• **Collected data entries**
<<<<

PR #4023, opened 2021-02-25
Add `title` attribute to device name in session list

TimWolla:
Not sure if having a `title` attribute on a `<h3>` element violates some style
guidelines, but I considered this the most fitting location.


dtdesign:
This is bad UX, if you want to include this information, then show it in its own line. If you're concerned about the size, you can use `<small>`.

>>>>

• **WHAT TO DO**
After the last line, print all the entries once again, unchanged.

• **SOLVED PROBLEM**
PR #4023, opened 2021-02-25
Add `title` attribute to device name in session list

TimWolla:
Not sure if having a `title` attribute on a `<h3>` element violates some style
guidelines, but I considered this the most fitting location.


dtdesign:
This is bad UX, if you want to include this information, then show it in its own line. If you're concerned about the size, you can use `<small>`.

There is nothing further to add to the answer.